The main objective of this post is to use R packages to describe and visualize the network.
Background
Graphs are structures that represent relationships between things.
The formal definition of a graph, G is
\[ G = (v,E) \]
the set of vertices, v (i.e., nodes), and edges, E (i.e., links) such that v is finite and non-empty and each element of E is a two-element subset of v.

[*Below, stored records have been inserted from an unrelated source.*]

PR #290, opened 2021-03-11
[loki-stack] updating for loki release 2.2.0

slim-bean:

### DIFF
--- a/charts/loki-stack/Chart.yaml
+++ b/charts/loki-stack/Chart.yaml
@@ -1,7 +1,7 @@
 apiVersion: "v1"
 name: loki-stack
-version: 2.3.1
-appVersion: v2.1.0
+version: 2.4.0
+appVersion: v2.2.0
 kubeVersion: "^1.10.0-0"
 description: "Loki: like Prometheus, but for logs."
 home: https://grafana.com/loki
--- a/charts/loki-stack/values.yaml
+++ b/charts/loki-stack/values.yaml
@@ -13,7 +13,7 @@ grafana:
     datasources:
       enabled: true
   image:
-    tag: 6.7.0
+    tag: 7.4.3
 
 prometheus:
   enabled: false
--- a/charts/loki-stack/requirements.yaml
+++ b/charts/loki-stack/requirements.yaml
@@ -2,22 +2,22 @@ dependencies:
 - name: "loki"
   condition: loki.enabled
   repository: "https://grafana.github.io/helm-charts"
-  version: "^2.3.0"
+  version: "^2.4.0"
 - name: "promtail"
   condition: promtail.enabled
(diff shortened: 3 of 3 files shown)


owen-d (approved):

charts/loki-stack/values.yaml
```diff
@@ -13,7 +13,7 @@ grafana:
     datasources:
       enabled: true
   image:
-    tag: 6.7.0
+    tag: 7.4.3
```
mkilchhofer, line 16: Is there a reason that we explicitly override the imageTag here? Why we don't us the subchart defaults?

mkilchhofer (approved):

charts/loki-stack/Chart.yaml
```diff
@@ -1,7 +1,7 @@
 apiVersion: "v1"
 name: loki-stack
-version: 2.3.1
-appVersion: v2.1.0
+version: 2.4.0
```
mkilchhofer, line 3: I'd bump the major version since at least the promtail chart had a breaking change.

mkilchhofer (changes requested):

christopher-wong:
Hey there :wave: any update on when this might get fixed up and merged in?

christopher-wong:
@slim-bean any chance you could lend a hand here?

patrickhuy:
I hope you had enjoyable easter holidays! Any chance this could be moved forward? @slim-bean  @owen-d

slim-bean:
We just released 2.2.1 so I'm hoping to get back to this today and try to
figure out why it was failing tests.

coultenholt:
We are also waiting on this change to go through as well. Any update @slim-bean ?

coultenholt:
@slim-bean 
What is blocking this PR from being merged? Anything I can help with?

mcpappas:
I just tried to use the loki-stack chart and was confused why promtail wasn't parsing the logs correctly. Several hours of wading through old commits and kubernetes/docker/containerd documentation I've found that this has bitten me too. The simple fact that loki-stack is using a promtail so far behind main is very confusing. If I can find the time, I may submit my own PR to see if we can't get this pushed through to prevent anyone else like me burning time on this.

onedr0p:
It's been more than a couple months @slim-bean Please provide an update ❤️

lucaim:
Hi @slim-bean, it looks to me that the tests are not passing because the promtail chart assumes that it is `loki-gateway` is present (https://github.com/grafana/helm-charts/blob/0a2deec6784b58e06a6794593652ba62e1c706bf/charts/promtail/values.yaml#L235) instead of being just `loki` as a service. 
I suppose that this is missing in the helm chart compared to the Jsonnet version (https://github.com/grafana/loki/blob/main/production/ksonnet/loki/gateway.libsonnet)

PR #295, opened 2021-03-11
[grafana] add ability to specify subPath for the callback url for image renderer

### LINKED ISSUE #294: Image Renderer plugin don't work when serve_from_sub_path is true
I tried to install the image renderer plugin using the remote container option in the Grafana helm chart, we are also hosting our grafana instance using a sub path so we have `serve_from_sub_path: true`.

There is no option in the helm chart to add the sub path to the GF_RENDERING_CALLBACK_URL env variable that is added then imageRenderer.enabled is true.

If the subpath is not used the rendered image will just show the grafana welcome page instead of the actual graph.

rsteneteg:
fixes #294

Signed-off-by: Roger Steneteg <rsteneteg@ea.com>

### DIFF
--- a/charts/grafana/README.md
+++ b/charts/grafana/README.md
@@ -217,6 +217,7 @@ This version requires Helm >= 3.1.0.
 | `imageRenderer.priorityClassName`          | image-renderer deployment priority class                                           | `''`                             |
 | `imageRenderer.service.portName`           | image-renderer service port name                                                   | `'http'`                         |
 | `imageRenderer.service.port`               | image-renderer service port used by both service and deployment                    | `8081`                           |
+| `iamgeRenderer.grafanaSubPath`             | Grafana sub path to use for image renderer callback url                            | `''`                             |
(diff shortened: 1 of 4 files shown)


charts/grafana/README.md
```diff
@@ -217,6 +217,7 @@ This version requires Helm >= 3.1.0.
 | `imageRenderer.priorityClassName`          | image-renderer deployment priority class                                           | `''`                             |
 | `imageRenderer.service.portName`           | image-renderer service port name                                                   | `'http'`                         |
 | `imageRenderer.service.port`               | image-renderer service port used by both service and deployment                    | `8081`                           |
+| `iamgeRenderer.grafanaSubPath`             | Grafana sub path to use for image renderer callback url                            | `''`                             |
```
zanhsieh, line 220: Should it be `imageRender.grafanaSubPath` ?

zanhsieh (changes requested):

charts/grafana/README.md
rsteneteg: Ah, thank you for noticing

zanhsieh (approved):

PR #297, opened 2021-03-11
[loki-stack] Allow overrides for test pod image

### LINKED ISSUE #296: Loki-stack doesn't allow to override image for test pod
There are use-cases when we may want to override hardcoded image for test pod:
1) Loki stack chart uses bats/bats:v1.1.0 for test pod which has High CVE-2019-14697. Users may want to replace it with a different version where the issue was resolved.
2) If the environment, where the chart is being deployed, has restricted access to the external resource we may want to use a different image for test pod from the internal registry.

All that leads to the need to make this image overridable on the chart's level.

sshturm:
fixes #296


zanhsieh:
@sshturm 
Could you fix CI problem please?

zanhsieh (approved):

PR #883, opened 2021-12-08
Add ingress for distributor ring ui

cphu-jt:


Whyeasy:
> This can be achieved by updating the nginx config. Closing this PR for now as it's in complete and it can be achieved in the nginx config as mentioned or port forward to the pod.

cphu-jt:
Aim was to give user opportunities to split exposure using for example two ingress class:
- gateway can be public
- distributor should remain private

PR #884, opened 2021-12-08
Enable wal as default

cphu-jt:


Whyeasy:
This shouldn't be enabled by default and needs to be configured per user basis. As it makes the installation a little bit harder (supplying persistent volume etc. ) for the initial installation. So it's easier for users to try this chart if it's not enabled by default.

Closing this PR.

cphu-jt:
Ok seems fair but not production ready. 

Should i make another pull request to explicitly says that the wal is not enabled by default ?
``        enabled: false
            dir: /var/loki/wal
 ``

Whyeasy:
Hi @cphu-jt I, no this is not needed either. As this is the default value according to the documentation

```
wal:
  # Enables writing to WAL.
  # CLI flag: -ingester.wal-enabled
  [enabled: <boolean> | default = false]
```

https://grafana.com/docs/loki/latest/configuration/#ingester_config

In order to describe the topology of the graph we rely on different scores. Centrality measures, for example, are useful to determine the importance of nodes and edges compared to the remaining components of the graph.
Definitions
At the most basic level, the degree of a vertex gives an indication of how “central” it is, and how it connects to others. We just count the connections to a node and voila. This is a local measure that is easy to calculate and high degree nodes are considered “hubs”. However, the inability to uniquely rank nodes is very likely.
Alternatively, global connectivity measures consider the node’s neighbors. One such measure is eigencentrality (i.e., eigenvector centrality). This score accounts for the degree of the node as well as the degree of connected nodes (i.e., neighbors). The relative centrality score of vertex v with neighbor t can be defined as:
\[ x_v = \frac{1}{\lambda}\sum_{t{\in}M(v)}x_t \]
where M(v) is a set of the neighbors of v and is a constant.
Other global scores that are more widely used are closeness centrality and betweenness centrality, both of which rely on path length information. Closeness centrality is a measure of how close a vertex is to the other vertices by summing the shortest path distances. Formally,
\[ \frac{N-1}{\sum_{j} d(i,j)} \]
where N is the number of nodes. It is the reciprocal of the average shortest path length.
Alternatively, betweenness centrality scores place emphasis on the shortest path a node is part of. Higher scores correspond to nodes that are gatekeepers of information flow. It is defined as follows:
\[ \sum_{j<k} \frac{g_{jk}(n_i)} {g_{jk}} \]
Vocabulary
- walk: sequence of vertices connected by edges.
- trail: walk with no repeated edges.
- cycle: non-empty trail that starts and ends at the same vertex.
- connected: if a vertex can be reached from any other vertex through a walk.
- tree: a connected graph that doesn’t contain any cycles.
- degree: number of edges connected to vertex.
- sub-graph: subset of vertices and corresponding edges.
- complete graph: contains an edge between every pair of vertices (degree of each vertex in n-1, where n is the number of vertices).
- clique: the largest complete sub-graph.
- adjacency matrix: matrix with rows and columns labeled by graph vertices, with a 1 or 0 in position (v_i,v_j) according to whether v_i and v_j are adjacent or not.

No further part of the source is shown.